**SUPPLIED DATA:**
++++++++++++++++++++
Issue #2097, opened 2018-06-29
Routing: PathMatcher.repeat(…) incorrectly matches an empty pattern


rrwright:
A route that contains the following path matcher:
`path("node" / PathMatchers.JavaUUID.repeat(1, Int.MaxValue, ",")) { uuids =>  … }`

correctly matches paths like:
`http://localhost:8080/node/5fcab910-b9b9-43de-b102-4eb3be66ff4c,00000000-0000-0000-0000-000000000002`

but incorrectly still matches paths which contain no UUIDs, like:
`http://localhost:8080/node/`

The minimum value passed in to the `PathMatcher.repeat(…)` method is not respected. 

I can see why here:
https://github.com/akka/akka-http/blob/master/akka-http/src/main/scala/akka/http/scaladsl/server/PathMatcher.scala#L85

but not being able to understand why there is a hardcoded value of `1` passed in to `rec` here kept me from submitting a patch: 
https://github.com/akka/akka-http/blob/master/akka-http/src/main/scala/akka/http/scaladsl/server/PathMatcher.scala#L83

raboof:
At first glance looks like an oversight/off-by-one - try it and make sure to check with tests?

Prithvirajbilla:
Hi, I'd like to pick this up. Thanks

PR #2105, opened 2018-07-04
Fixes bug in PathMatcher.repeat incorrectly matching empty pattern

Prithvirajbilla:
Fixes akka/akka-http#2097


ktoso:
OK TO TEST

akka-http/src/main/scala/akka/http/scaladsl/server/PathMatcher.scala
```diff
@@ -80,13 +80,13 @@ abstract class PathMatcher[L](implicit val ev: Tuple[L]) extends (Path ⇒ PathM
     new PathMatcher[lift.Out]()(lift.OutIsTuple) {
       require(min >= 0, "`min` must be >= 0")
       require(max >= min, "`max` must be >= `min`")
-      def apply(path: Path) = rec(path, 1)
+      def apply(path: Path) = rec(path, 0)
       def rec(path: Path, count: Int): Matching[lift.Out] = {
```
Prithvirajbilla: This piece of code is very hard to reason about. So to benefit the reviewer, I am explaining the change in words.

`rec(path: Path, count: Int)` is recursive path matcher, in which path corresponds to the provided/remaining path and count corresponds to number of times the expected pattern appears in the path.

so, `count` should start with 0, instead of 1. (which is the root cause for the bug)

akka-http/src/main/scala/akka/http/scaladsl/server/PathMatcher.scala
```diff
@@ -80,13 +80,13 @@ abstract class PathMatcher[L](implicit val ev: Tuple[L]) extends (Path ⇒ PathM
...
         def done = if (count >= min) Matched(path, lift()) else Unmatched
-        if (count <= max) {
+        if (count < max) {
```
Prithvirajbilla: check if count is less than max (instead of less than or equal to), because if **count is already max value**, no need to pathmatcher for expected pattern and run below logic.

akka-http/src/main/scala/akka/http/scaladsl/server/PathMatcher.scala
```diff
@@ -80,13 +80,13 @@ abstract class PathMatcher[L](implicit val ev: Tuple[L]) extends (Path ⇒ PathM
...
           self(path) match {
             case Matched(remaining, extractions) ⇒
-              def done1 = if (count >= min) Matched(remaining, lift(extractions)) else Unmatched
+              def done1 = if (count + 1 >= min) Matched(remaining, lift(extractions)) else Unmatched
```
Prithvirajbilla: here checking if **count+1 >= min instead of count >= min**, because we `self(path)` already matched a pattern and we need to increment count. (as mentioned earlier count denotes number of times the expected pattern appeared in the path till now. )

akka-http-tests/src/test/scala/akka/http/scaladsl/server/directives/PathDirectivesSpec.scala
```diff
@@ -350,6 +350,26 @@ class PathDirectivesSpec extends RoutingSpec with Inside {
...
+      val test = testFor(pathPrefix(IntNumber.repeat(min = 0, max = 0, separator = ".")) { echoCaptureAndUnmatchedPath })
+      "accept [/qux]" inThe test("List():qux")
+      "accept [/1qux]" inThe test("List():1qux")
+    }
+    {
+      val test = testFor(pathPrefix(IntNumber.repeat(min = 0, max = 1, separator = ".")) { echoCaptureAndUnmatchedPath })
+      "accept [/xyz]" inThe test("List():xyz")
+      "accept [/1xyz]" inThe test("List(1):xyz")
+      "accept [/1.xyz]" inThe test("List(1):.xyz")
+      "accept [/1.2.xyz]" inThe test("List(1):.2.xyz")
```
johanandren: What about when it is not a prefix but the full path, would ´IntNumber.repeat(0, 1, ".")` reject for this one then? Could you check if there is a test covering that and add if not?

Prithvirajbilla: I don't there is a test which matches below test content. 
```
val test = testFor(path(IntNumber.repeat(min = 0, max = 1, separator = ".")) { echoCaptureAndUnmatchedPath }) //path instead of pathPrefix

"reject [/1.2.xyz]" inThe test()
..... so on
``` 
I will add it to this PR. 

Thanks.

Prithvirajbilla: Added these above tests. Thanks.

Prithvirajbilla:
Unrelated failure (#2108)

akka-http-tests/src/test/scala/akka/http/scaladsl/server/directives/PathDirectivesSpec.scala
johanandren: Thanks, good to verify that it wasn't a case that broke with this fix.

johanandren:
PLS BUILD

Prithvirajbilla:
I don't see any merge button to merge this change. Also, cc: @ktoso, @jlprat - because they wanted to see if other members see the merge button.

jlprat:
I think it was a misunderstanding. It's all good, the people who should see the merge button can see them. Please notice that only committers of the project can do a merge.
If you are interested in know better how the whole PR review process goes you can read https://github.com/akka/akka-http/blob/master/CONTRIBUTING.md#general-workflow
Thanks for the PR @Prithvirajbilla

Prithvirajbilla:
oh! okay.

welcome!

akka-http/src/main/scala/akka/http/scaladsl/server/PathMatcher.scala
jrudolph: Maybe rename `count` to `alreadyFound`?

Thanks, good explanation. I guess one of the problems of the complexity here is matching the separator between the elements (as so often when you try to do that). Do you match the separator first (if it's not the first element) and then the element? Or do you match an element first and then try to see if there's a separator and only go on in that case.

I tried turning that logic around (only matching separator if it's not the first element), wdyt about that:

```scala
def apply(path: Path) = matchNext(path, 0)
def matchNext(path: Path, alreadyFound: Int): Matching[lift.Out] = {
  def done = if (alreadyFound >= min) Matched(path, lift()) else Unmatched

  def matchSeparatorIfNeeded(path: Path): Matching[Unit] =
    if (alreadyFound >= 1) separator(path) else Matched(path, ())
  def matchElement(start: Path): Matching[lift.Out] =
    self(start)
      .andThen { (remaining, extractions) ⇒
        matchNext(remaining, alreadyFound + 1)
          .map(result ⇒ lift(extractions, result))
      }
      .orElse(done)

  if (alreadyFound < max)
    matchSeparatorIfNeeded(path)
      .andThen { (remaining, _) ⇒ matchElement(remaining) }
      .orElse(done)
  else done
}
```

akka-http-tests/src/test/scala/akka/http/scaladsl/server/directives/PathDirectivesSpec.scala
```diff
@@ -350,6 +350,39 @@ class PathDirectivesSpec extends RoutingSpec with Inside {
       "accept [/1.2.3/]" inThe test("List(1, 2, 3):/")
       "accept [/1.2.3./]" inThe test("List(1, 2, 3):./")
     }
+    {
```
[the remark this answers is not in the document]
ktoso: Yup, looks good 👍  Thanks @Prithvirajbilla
++++++++++++++++++++
Work out how many lines above include the string "jlprat", then give that number alone.

**OUTPUT:** 2